The Precision Medicine World Conference (PMWC) is always an energizing meeting, full of exciting updates on the latest technologies, diagnostics, and targeted therapies. While the topics covered were vast and varied, one common theme that popped up frequently this year was the increasing importance of multiomics in precision medicine diagnostics.

PMWC’s Liquid Biopsy track on Day 2 started off with a panel discussion on the use of liquid biopsies in early cancer detection, an application that we believe will be pivotal to win the war on cancer, as patient prognosis depends primarily on stage at diagnosis. Panel members from Freenome, Delfi Diagnostics, Guardant Health, and Adela leverage different approaches, but they all agreed on one thing: multiomics will prove pivotal to achieve the sensitivity, specificity, and clinical utility necessary for maximum patient benefit. 

Blood is an ideal sample for diagnostics. It’s easily accessible, decreasing the sampling burden on patients and thus increasing the likelihood of clinical adoption (it’s been accurately said that a test is only useful if it’s used). It also carries signals from throughout the body, enabling a single draw to be used for a number of tests interrogating multiple systems. However, the wealth of biological signals in the blood is a double-edged sword: there may be a lot of valuable information, but it means filtering through more noise to get to it. This is where multiomics come in: layering complementary analytes is a way to get a more complete picture of the complex biology underlying disease. A multiomics signature of 10 circulating proteins and 10 circulating free DNA (cfDNA) fragments may provide a depth of information that 100 proteins or 100 cfDNA may not. 

The big players in liquid biopsy are already putting this into practice. When Freenome’s Jimmy Lin asked the panel which technology has the most potential to advance liquid biopsy diagnostics, the answer was overwhelmingly multiomic analyses. AmirAli Talasaz of Guardant reported the upcoming addition of proteomics to their ctDNA-based diagnostics, which already utilize methylomics and fragmentomics in addition to analysis of genetic alterations. Anne-Renee Hartman said that while Adela’s platform can extract deep insight from ctDNA methylation patterns, it’s planning to increase utilization of its fragmentomics capabilities. 

The exhibition hall similarly reflected the importance of multiomics. From service providers to diagnostics companies and data analytics firms, at least 40 of the 100 exhibitors either use or provide a multiomic platform as part of their main offering. ExosomeDx’s brochures cite internal research showing that the addition of exosomal RNA to cfDNA results in synergistic insights greater than either analyte can provide alone. 

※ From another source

PR #226, opened 2017-09-22

Ant1r:
This is only a GUI change, and doesn't modify any variable name for e.g, so it shouldn't impact compatibility, excepting patches or plugins or externals directly calling pdtk_path_dialog or pdtk_startup_dialog (but are they numerous?).


Ant1r:
I understand. I reopen it to master on #249.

Finally, the value of multiomics extends beyond biological samples to patient data: there was a strong parallel focus on collecting, structuring, and analyzing patient and real-world data to facilitate their incorporation into diagnostic algorithms. Gundolf Schenk presented UCSF’s Information Commons, an integrative multifactor database of patient data that includes structured electronic health records, clinical notes and reports, and radiology images. Amir Bahmani shared Stanford’s Data Ocean, an open-source multi-omic dataset with a range of biological and digital biomarkers, the latter of which was impressively used to develop an algorithm that could detect pre-symptomatic COVID in patients using data from wearable devices that monitored several physiological systems. 

Precision medicine technologies traced the central dogma of biology: the revolution was kickstarted by genomics, extended by transcriptomics, and followed by proteomics. With the acceleration of research technology development all the other omics are following suit, each extending our insight into biology further than ever before.